Provided entries
PR #7786, opened 2026-02-25
feat(util-user-agent-node): populate typescript version in user agent when available

trivikr:
### Issue
Internal JS-6661

### Description
Populates typescript version in user agent when available in `node_modules/typescript/package.json`

### Testing

This change is able to detect TypeScript version is CJS and ESM applications, as they both use CJS dependency
Details in https://github.com/trivikr/test-aws-sdk-js-typescript-detection

However, it's not able to detect TypeScript version in ESM bundles which don't populate `__dirname`, i.e. esbuild, rollup and rolldown. Details in https://github.com/trivikr/test-aws-sdk-js-typescript-detection/pull/5

It's able to detect TypeScript version in CJS bundles of popular bundlers, and ESM bundles of bundlers which populate `__dirname`, like webpack and rspack.

### Checklist
  - [ ] It's not a feature.
  - [x] Integration tests are written in https://github.com/trivikr/test-aws-sdk-js-typescript-detection, as they work from inside node_modules
  - [x] No streams here.

---

### DIFF
--- a/packages-internal/util-user-agent-node/src/getTypeScriptUserAgentPair.ts
+++ b/packages-internal/util-user-agent-node/src/getTypeScriptUserAgentPair.ts
@@ -19,7 +19,12 @@ export const getTypeScriptUserAgentPair = async (): Promise<UserAgentPair | unde
 
   try {
     const packageJson = await readFile(getTypeScriptPackageJsonPath(__dirname), "utf-8");
-    tscVersion = JSON.parse(packageJson).version as string;
+    const { version } = JSON.parse(packageJson);
+    if (typeof version !== "string") {
+      tscVersion = null;
+      return undefined;
+    }
+    tscVersion = version;
     return ["md/tsc", tscVersion];
   } catch {
     // Ignore error in case of failure in file read or JSON parsing.
--- a/packages-internal/util-user-agent-node/src/getTypeScriptUserAgentPair.spec.ts
+++ b/packages-internal/util-user-agent-node/src/getTypeScriptUserAgentPair.spec.ts
@@ -48,6 +48,16 @@ describe("getTypeScriptUserAgentPair", () => {
 
       expect(readFile).toHaveBeenCalledTimes(1);
     });
+
+    it("returns cached version on subsequent calls if version is not defined", async () => {
+      vi.mocked(readFile).mockResolvedValue(JSON.stringify({ name: "blah" }));
+
+      const { getTypeScriptUserAgentPair } = await import("./getTypeScriptUserAgentPair");
+      await expect(getTypeScriptUserAgentPair()).resolves.toBeUndefined();
+      await expect(getTypeScriptUserAgentPair()).resolves.toBeUndefined();
+
+      expect(readFile).toHaveBeenCalledTimes(1);
+    });
   });
 
   describe("when reading typescript/package.json throws error", () => {


trivikr:
Verified that bundling with rollup is successful, and it's able to detect typescript version

```js
// input.js
import { createDefaultUserAgentProvider } from "@aws-sdk/util-user-agent-node";

const userAgentProvider = createDefaultUserAgentProvider({
  serviceId: "s3",
  clientVersion: "0.1.0",
});
userAgentProvider().then(console.log);
```

```console
$ npx rollup input.js --file bundle.js --format esm

$ node bundle.js                         
[
  [ 'aws-sdk-js', '0.1.0' ],
  [ 'ua', '2.1' ],
  [ 'os/linux', '5.10.248-248.988.amzn2int.x86_64' ],
  [ 'lang/js' ],
  [ 'md/nodejs', '24.11.1' ],
  [ 'md/tsc', '5.9.3' ],
  [ 'api/s3', '0.1.0' ]
]
```

packages-internal/util-user-agent-node/src/getTypeScriptUserAgentPair.ts
```diff
@@ -0,0 +1,28 @@
+import type { UserAgentPair } from "@smithy/types";
+import { readFile } from "node:fs/promises";
+
+import { getTypeScriptPackageJsonPath } from "./getTypeScriptPackageJsonPath";
+
+let tscVersion: string | null;
```
kuhe:
```suggestion
let tscVersion: string | null | undefined;
```

packages-internal/util-user-agent-node/src/getTypeScriptPackageJsonPath.ts
```diff
@@ -0,0 +1,24 @@
+import { join, normalize, sep } from "node:path";
+
+export const getTypeScriptPackageJsonPath = (dirname = ""): string => {
```
kuhe, line 11:
```suggestion
/**
 * @internal
 */
export const getTypeScriptPackageJsonPath = (dirname = ""): string => {
```

trivikr: Added in https://github.com/aws/aws-sdk-js-v3/pull/7786/changes/dfdf947d7aa5f28765eebe23a44e90b0ae5d5f80

packages-internal/util-user-agent-node/src/getTypeScriptUserAgentPair.ts
trivikr: Not needed as tscVersion is either assigned a null or string explicitly.

kuhe: it's initialized to undefined though, this could be 

```js
let tscVersion: string | null = "";
```

packages-internal/util-user-agent-node/src/getTypeScriptUserAgentPair.ts
```diff
@@ -0,0 +1,28 @@
...
+export const getTypeScriptUserAgentPair = async (): Promise<UserAgentPair | undefined> => {
+  // If tscVersion is set from previous calls.
+  if (tscVersion === null) {
+    return undefined;
+  } else if (tscVersion) {
+    return ["md/tsc", tscVersion];
+  }
+
+  try {
+    const packageJson = await readFile(getTypeScriptPackageJsonPath(__dirname), "utf-8");
```
kuhe, line 21: extremely unlikely edge case: file is extremely large and causes readFile utf8 to run out of memory

I don't think you need to handle this case, since it's too unlikely

packages-internal/util-user-agent-node/src/getTypeScriptUserAgentPair.ts
trivikr: Added `undefined` type in https://github.com/aws/aws-sdk-js-v3/pull/7786/changes/9d670c16d6f4c8582828a4de03add2fed916fa23, since it's automatically set to undefined during initialization.

trivikr:
The fix for the edge cases was tested in https://github.com/trivikr/test-aws-sdk-js-typescript-detection/pull/8

PR #7800, opened 2026-02-28
fix(core/protocols): preserve nulls in non-sparse collections

siddsriv:
### Issue
Internal JS-6670

### Description
currently, the json deserializer was silently skipping over null values in non-sparse collections. this change will now preserve the null value for deserialization for all protocols where we were checking for sparseness. 

### Testing
updated package tests
```console
 ✓ src/submodules/protocols/json/JsonShapeSerializer.spec.ts (6 tests) 222ms
.
.
.
 ✓ src/submodules/protocols/xml/XmlShapeDeserializer.spec.ts (5 tests) 281ms

 Test Files  42 passed (42)
      Tests  173 passed | 1 skipped (174)
```

### Checklist
  - [x] It's not a feature.
  - [x] No streams here.

---

### DIFF
--- a/packages-internal/core/src/submodules/protocols/xml/XmlShapeDeserializer.ts
+++ b/packages-internal/core/src/submodules/protocols/xml/XmlShapeDeserializer.ts
@@ -84,6 +84,11 @@ export class XmlShapeDeserializer extends SerdeContextConfig implements ShapeDes
 
         const sourceKey = listValue.getMergedTraits().xmlName ?? "member";
         const source = flat ? value : (value[0] ?? value)[sourceKey];
+
+        if (source == null) {
+          return buffer;
+        }
+
         const sourceArray = Array.isArray(source) ? source : [source];
 
         for (const v of sourceArray) {
--- a/packages-internal/core/src/submodules/protocols/xml/XmlShapeDeserializer.spec.ts
+++ b/packages-internal/core/src/submodules/protocols/xml/XmlShapeDeserializer.spec.ts
@@ -89,6 +89,31 @@ describe(XmlShapeDeserializer.name, () => {
     });
   });
 
+  it("deserializes empty XML lists correctly", async () => {
+    const emptyListSchema = [
+      3,
+      "",
+      "Widget",
+      0,
+      ["stringList", "stringSet"],
+      [
+        [() => [1, "", "StringList", {}, 0], {}],
+        [() => [1, "", "StringList", {}, 0], {}],
+      ],
+    ];
+
+    const xml = `<Widget xmlns="namespace">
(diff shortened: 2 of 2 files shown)


packages-internal/core/src/submodules/protocols/json/JsonShapeDeserializer.ts
```diff
@@ -93,22 +93,16 @@ export class JsonShapeDeserializer extends SerdeContextConfig implements ShapeDe
       if (Array.isArray(value) && ns.isListSchema()) {
         const listMember = ns.getValueSchema();
         const out = [] as any[];
-        const sparse = !!ns.getMergedTraits().sparse;
```
kuhe, line 96: 1. use the submodule name in the PR and commit message, like `fix(core/protocols): ...`
2. if this change is made, it must apply to all protocols. There are shape deserializers for XML, JSON, and CBOR. There is also a FromStringShapeDeserializer but it does not read the sparse trait.

kuhe: https://github.com/smithy-lang/smithy-typescript/blob/main/packages/core/src/submodules/cbor/CborCodec.ts#L137

https://github.com/aws/aws-sdk-js-v3/blob/main/packages-internal/core/src/submodules/protocols/json/JsonShapeDeserializer.ts (in PR already)

https://github.com/aws/aws-sdk-js-v3/blob/main/packages-internal/core/src/submodules/protocols/xml/XmlShapeDeserializer.ts

packages-internal/core/src/submodules/protocols/json/JsonShapeDeserializer.spec.ts
kuhe:
```suggestion
  it("ignores list sparseness in the deserialization path", async () => {
```

kuhe:
```suggestion
  it("ignores map sparseness in the deserialization path, taking server output as-is", async () => {
```

packages-internal/core/src/submodules/protocols/xml/XmlShapeDeserializer.ts
```diff
@@ -76,7 +76,6 @@ export class XmlShapeDeserializer extends SerdeContextConfig implements ShapeDes
     }
 
     if (typeof value === "object") {
-      const sparse = !!traits.sparse;
```
kuhe, line 79: please create a unit test for this for XML

kuhe:
retest after https://github.com/aws/aws-sdk-js-v3/pull/7806

PR #7808, opened 2026-03-03
test(clients): run client feature tests in browser mode too

kuhe:
### Issue
JS-6630

### Description
This adds a test mode called browser-cross-platform, which runs shared e2e tests from both the browser and Node.js. 

Initially, the set of tests added to this mode is most of the e2e tests within the `/clients` folders.

### Testing
CI

### Checklist
  - [ ] It's not a feature.
  - [x] No streams here.

---

### DIFF
--- a/Makefile
+++ b/Makefile
@@ -32,7 +32,7 @@ test-codegen:
 	git diff --exit-code ./
 
 # typecheck for test code.
-test-types:
+test-types: reset-test-credentials
 	npx tsc -p tsconfig.test.json
 
 test-indices:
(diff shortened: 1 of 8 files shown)


clients/client-acm/test/acm-features.e2e.spec.ts
```diff
@@ -5,7 +5,7 @@ describe(ACM.name, () => {
   let client: ACM;
 
   beforeAll(async () => {
-    client = new ACM({ region: "us-west-2" });
+    client = new ACM({ region: "us-west-2", credentials: aws?.testCredentials });
```
kuhe, line 8: The Node.js / browser test-sharing mechanism is a set of credentials written to a global field `aws?.testCredentials`. 

Using a test setup script that varies between the two environments:
- browsers borrow Node.js credentials written to a static (unversioned) file.
- Node.js execution leaves this value undefined so the default provider chain fires.

PR #7811, opened 2026-03-04
fix(middleware-user-agent): use retry strategy mode property instead of legacy fallback

### LINKED ISSUE #7574: feature attribution for retry mode should not include "legacy"

### Describe the bug

in user agent `check-features.ts` file, the detection of pre-SRA retries should not attribute the retry as "legacy" mode. It should differentiate and set the feature as either (pre-SRA) standard or (pre-SRA) adaptive. 

Legacy refers to the retry behavior in AWS SDK JSv2, which does not exist in this SDK.

### Regression Issue

### SDK version number

https://github.com/aws/aws-sdk-js-v3/releases/tag/v3.669.0

Node.js

any

### Reproduction Steps

make a request with pre-SRA retries and inspect the user agent feature metadata

### Observed Behavior

it contains D for legacy

### Expected Behavior

it should contain either F or E for adaptive/standard.

### Possible Solution

_No response_

_No response_

TrevorBurnham:
Fixes #7574

### Problem

The `checkFeatures` function in `middleware-user-agent` incorrectly attributes pre-SRA retry strategies as "legacy" (`D`) in the user-agent feature metadata. It does this by checking for `acquireInitialRetryToken` (a `RetryStrategyV2`-only method), and if absent, assumes the retry mode is legacy.

"Legacy" refers to AWS SDK for JavaScript v2 retry behavior, which does not exist in v3. Pre-SRA retry strategies in this SDK are still either standard or adaptive — they just implement the older `RetryStrategy` interface instead of `RetryStrategyV2`.

### Solution

All retry strategies in v3 (both SRA and pre-SRA) expose a `mode` property set to either `"standard"` or `"adaptive"`. The fix replaces the `acquireInitialRetryToken` type-check branching with a single `mode` property check, which correctly identifies the retry mode regardless of which interface the strategy implements.

Before:
```ts
if (typeof (retryStrategy as RetryStrategyV2).acquireInitialRetryToken === "function") {
  if (retryStrategy.constructor?.name?.includes("Adaptive")) {
    setFeature(context, "RETRY_MODE_ADAPTIVE", "F");
  } else {
    setFeature(context, "RETRY_MODE_STANDARD", "E");
  }
} else {
  setFeature(context, "RETRY_MODE_LEGACY", "D"); // wrong for v3 pre-SRA strategies
}
```

After:
```ts
if (typeof retryStrategy.mode === "string" && retryStrategy.mode.includes("adaptive")) {
  setFeature(context, "RETRY_MODE_ADAPTIVE", "F");
} else {
  setFeature(context, "RETRY_MODE_STANDARD", "E");
}
```

### Checklist
  - [x] It's not a feature.
  - [x] No streams here.

---

### DIFF
--- a/packages-internal/middleware-user-agent/package.json
+++ b/packages-internal/middleware-user-agent/package.json
@@ -31,6 +31,7 @@
     "@smithy/core": "^3.23.8",
     "@smithy/protocol-http": "^5.3.11",
     "@smithy/types": "^4.13.0",
+    "@smithy/util-retry": "^4.2.11",
     "tslib": "^2.6.2"
   },
   "devDependencies": {
--- a/packages-internal/middleware-user-agent/src/check-features.ts
+++ b/packages-internal/middleware-user-agent/src/check-features.ts
@@ -6,13 +6,8 @@ import type {
   AwsSdkCredentialsFeatures,
 } from "@aws-sdk/types";
 import type { IHttpRequest } from "@smithy/protocol-http";
-import type {
-  AwsCredentialIdentityProvider,
-  BuildHandlerArguments,
-  Provider,
-  RetryStrategy,
-  RetryStrategyV2,
-} from "@smithy/types";
+import type { AwsCredentialIdentityProvider, BuildHandlerArguments, Provider } from "@smithy/types";
+import { RETRY_MODES } from "@smithy/util-retry";
 
 /**
  * @internal
@@ -20,7 +15,7 @@ import type {
 type PreviouslyResolved = Partial<{
   credentials?: AwsCredentialIdentityProvider;
   accountIdEndpointMode?: Provider<AccountIdEndpointMode>;
-  retryStrategy?: Provider<RetryStrategy | RetryStrategyV2>;
+  retryStrategy?: Provider<{ mode?: string }>;
 }>;
 
 /**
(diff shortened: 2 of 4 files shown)


packages-internal/middleware-user-agent/src/check-features.ts
```diff
@@ -46,14 +40,10 @@ export async function checkFeatures(
...
-        setFeature(context, "RETRY_MODE_ADAPTIVE", "F");
-      } else {
-        setFeature(context, "RETRY_MODE_STANDARD", "E");
-      }
+    if (typeof retryStrategy.mode === "string" && retryStrategy.mode.includes("adaptive")) {
+      setFeature(context, "RETRY_MODE_ADAPTIVE", "F");
     } else {
-      setFeature(context, "RETRY_MODE_LEGACY", "D");
+      setFeature(context, "RETRY_MODE_STANDARD", "E");
     }
```
trivikr: We should do exact match for values from util-retry, and skip logging otherwise.
```suggestion
    if (typeof retryStrategy.mode === "string") {
      switch (retryStrategy.mode) {
        case RETRY_MODES.ADAPTIVE:
          setFeature(context, "RETRY_MODE_ADAPTIVE", "F");
          break;
        case RETRY_MODES.STANDARD:
          setFeature(context, "RETRY_MODE_STANDARD", "E");
          break;
      }
    }
```

where
```js
import { RETRY_MODES } from "@smithy/util-retry";
```

TrevorBurnham: Updated!

packages-internal/middleware-user-agent/package.json
```diff
@@ -31,6 +31,7 @@
     "@smithy/core": "^3.23.8",
     "@smithy/protocol-http": "^5.3.11",
     "@smithy/types": "^4.13.0",
+    "@smithy/util-retry": "^4.2.10",
```
trivikr: The version was updated this morning.
```suggestion
    "@smithy/util-retry": "^4.2.11",
```

Can you rebase from main and also run `yarn` to update lockfile?
And push with `--force-with-lease`?

TrevorBurnham: Done!

PR #7832, opened 2026-03-09
fix(util-endpoints): cache compiled RegExp in partition lookup

TrevorBurnham:
## Problem

The `partition()` function in `@aws-sdk/util-endpoints` is called during endpoint resolution on every API request. On each call, it constructs a new `RegExp` object from the `regionRegex` string for every partition entry:

```ts
if (new RegExp(regionRegex).test(value)) {
```

Since the partition data (and therefore the regex strings) are static between `setPartitionInfo()` calls, this repeated compilation is unnecessary work on the hot path.

## Solution

Introduce a simple `Record<string, RegExp>` cache that stores compiled `RegExp` objects keyed by their source string. A helper function `getRegionRegex()` returns the cached regex or compiles and caches it on first encounter.

```ts
const regionRegexCache: Record<string, RegExp> = {};

const getRegionRegex = (regionRegex: string): RegExp => {
  if (!regionRegexCache[regionRegex]) {
    regionRegexCache[regionRegex] = new RegExp(regionRegex);
  }
  return regionRegexCache[regionRegex];
};
```

The cache is keyed by the regex string itself, so it naturally handles `setPartitionInfo()` swapping in different partition data. The cache is cleared inside `setPartitionInfo()` so stale entries from a previous partition configuration don't accumulate as dead weight.

---

### DIFF
--- a/packages-internal/util-endpoints/src/lib/aws/partition.ts
+++ b/packages-internal/util-endpoints/src/lib/aws/partition.ts
@@ -35,6 +35,19 @@ let selectedPartitionsInfo: PartitionsInfo = partitionsInfo;
 let selectedUserAgentPrefix = "";
 
 /**
+ * Compiled regex cache for regionRegex strings.
+ * Avoids re-creating RegExp objects on every partition() call.
+ */
+const regionRegexCache: Record<string, RegExp> = {};
+
+const getRegionRegex = (regionRegex: string): RegExp => {
+  if (!regionRegexCache[regionRegex]) {
+    regionRegexCache[regionRegex] = new RegExp(regionRegex);
+  }
+  return regionRegexCache[regionRegex];
+};
+
+/**
  * Evaluates a single string argument value as a region, and matches the
  * string value to an AWS partition.
  * The matcher MUST always return a successful object describing the partition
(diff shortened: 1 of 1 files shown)


packages-internal/util-endpoints/src/lib/aws/partition.ts
```diff
@@ -34,6 +34,19 @@ let selectedPartitionsInfo: PartitionsInfo = partitionsInfo;
...
+ * Avoids re-creating RegExp objects on every partition() call.
+ */
+const regionRegexCache: Record<string, RegExp> = {};
+
+const getRegionRegex = (regionRegex: string): RegExp => {
+  if (!regionRegexCache[regionRegex]) {
+    regionRegexCache[regionRegex] = new RegExp(regionRegex);
+  }
+  return regionRegexCache[regionRegex];
+};
```
kuhe, line 48: isn't this covered by the endpoint cache at the client level? why do we want a cache within a cache?

it may be too much complexity for no gain

TrevorBurnham: You're right. There's very little juice to be squeezed here.

PR #3162, opened 2024-10-10
CSSTUDIO-2731 Fix bugs in handling SplitPanes when splitting left/right or top/bottom.

abrahamwolk:
This pull request contains fixes for the case of a `SplitPane` when splitting `DockPane`s into left/right or top/bottom.

The case of a `SplitPane` only occurs when the ESS Phoebus Navigator is loaded. The changes should therefore not affect other sites than ESS.


georgweiss (commented):
In the comments you reference the "Navigator application", but that is an ESS internal module.

georgweiss (approved):

PR #3165, opened 2024-10-14
Add unique id to ToolbarEntry

georgweiss:
Noted during testing: the wildcard * does not actually include all ```ToolbarEntry``` implementations as not all of them declare the SPI implementation on META-INF/services. Is this an omission or intentional?


georgweiss:
Well, if both ogbook/olog and logbook/ui are included in the product then there will be other issues to deal with?

What is the use of the interface implementations if they are not detected by ```ServiceLoader```?

kasemir:
Are  logbook/olog and logbook/ui mutually exclusive? Then they can use the same ID.

I don't understand the second comment. There's a `ToolbarEntry` interface. The `ToolbarEntryService` uses SPI to locate all "available" entries. SPI requires you to declare your contributions in `META-INF/services`. Just implementing the interface doesn't suffice, must also list it in `META-INF/services`.

georgweiss:
They should be mutually exclusive yes, but if both included by mistake then users will for sure notice.
```ToolbarEntryService``` will never be able to locate (for instance) ```LoggingConfigurationToolbarEntry``` as there is no entry in any META-INF/services file.

kasemir:
Correct, and `LoggingConfigurationToolbarEntry` indeed doesn't show in the toolbar. If you want it to show up, you need to list it in `META-INF/services`, and then either list it specifically in the preference setting, or implicitly via `*`

georgweiss:
My point is that ```LoggingConfigurationToolbarEntry``` is redundant if there is no ```META-INF/services``` reference.

kasemir:
I still don't understand. Redundant to me means it's an unnecessary extra, implementing a functionality that's already provided by other means.

I'd say it's incomplete. The `LoggingConfigurationToolbarEntry` has been provided, but it's missing the `META-INF/services` entry to become functional.

kasemir:
Tweaking the log settings is not something that end users routinely need to do. It's only necessary to help with debugging issues.  If there was a toolbar button for it, I would exclude it from the preference setting to keep the tool bar compact.

But that's why we have the preference setting, so I'd leave the decision to whoever's maintaining the logging configuration tool. @shroffk ?

shroffk:
the logging configuration is a debugging tool and I don't think it merits inclusion in the toolbar ( keeping it clutter free helps usability )

I can remove the unused toolbar entry implementation for this app

georgweiss:
Logging config is but an example, there are others, e.g. Probe, PVTree...

kasemir:
Probe and PVTree: I would not include them in our preference settings here. Probe and PVTree are most useful when opened from the context menu of a display to peek into something in more detail. Opening them from the menu and then having to type a PV name is rare, so really no need to add to our toolbar.
But maybe you want a "development" version of CSS where you use them very frequently? So I'm OK with completing the SPI support, since I have the preference setting to control the end result

georgweiss:
@kasemir, not sure why you assume I want a "development version" of CSS.
What I do want is get rid of code that cannot be used as-is, or make it usable.

kasemir:
The eclipse-based CSS had a toolbar button for probe. Was that just there because probe was the very first tool we implemented, and in doing so we played with all the options: Menu bar, toolbar, context menu? Or was that actually useful when you start to develop some display, so your very first step is to view some PV in probe, then figure out how to handle it in the display?
My leaning is that I don't want probe and PV tree in the toolbar, but you need to decide for yourself.

georgweiss:
Things is I cannot add them event if I want unless I add the ```META-INF/services``` files. Will do that for Probe and PVTree.

shroffk:
I think we can break this PR into 2 bits
1. have tool bar entries have a unique Id, this is accomplished here
2. figure out a way to contribute things to the toolbar in a away that is easily configurable site to site, product to product.

I think it is Ok if we have a few SPI implementations which are not included by default (I understand that it might mean they are never used). I had hoped that site specific products should be able to add them using the services file. So someone who packages the product and understand the needs can add them while building the product... I might be missing something here so very much open to better understanding the use cases here :)

kasemir:
> I had hoped that site specific products should be able to add them using the services file.

Well, that can be used to show/hide. 
We should not encourage changing the source code for a local product, like patching `app/filebrowser/....../META-INF/services`. But I guess you could remove all the `META-INF/services` files from the common repository and have each site put those into their `product/META-INF/services`.

Still, I find preference settings easier to handle, and in this case, the toolbar preference can not only show/hide but also control the order of toolbar buttons.

georgweiss:
> I think it is Ok if we have a few SPI implementations which are not included by default (I understand that it might mean they are never used). I had hoped that site specific products should be able to add them using the services file. So someone who packages the product and understand the needs can add them while building the product... I might be missing something here so very much open to better understanding the use cases here :)

Configurable toolbar as implemented by @kasemir is in my view precisely the option needed to support per-site customization. So I see no harm in adding ```META-INF/services``` files to the common code.

shroffk:
Ok,
I think both of you make sense and I take back my initial suggestion.
In addition to the preferences being easier I think the ordering is an important limitation associated with SPI contributions

georgweiss:
@kasemir , @shroffk , OK to merge?

kasemir:
Fine with me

Problem description
In the listing, find every line with the word "unlikely" and return it.

Result of this exercise
kuhe, line 21: extremely unlikely edge case: file is extremely large and causes readFile utf8 to run out of memory
I don't think you need to handle this case, since it's too unlikely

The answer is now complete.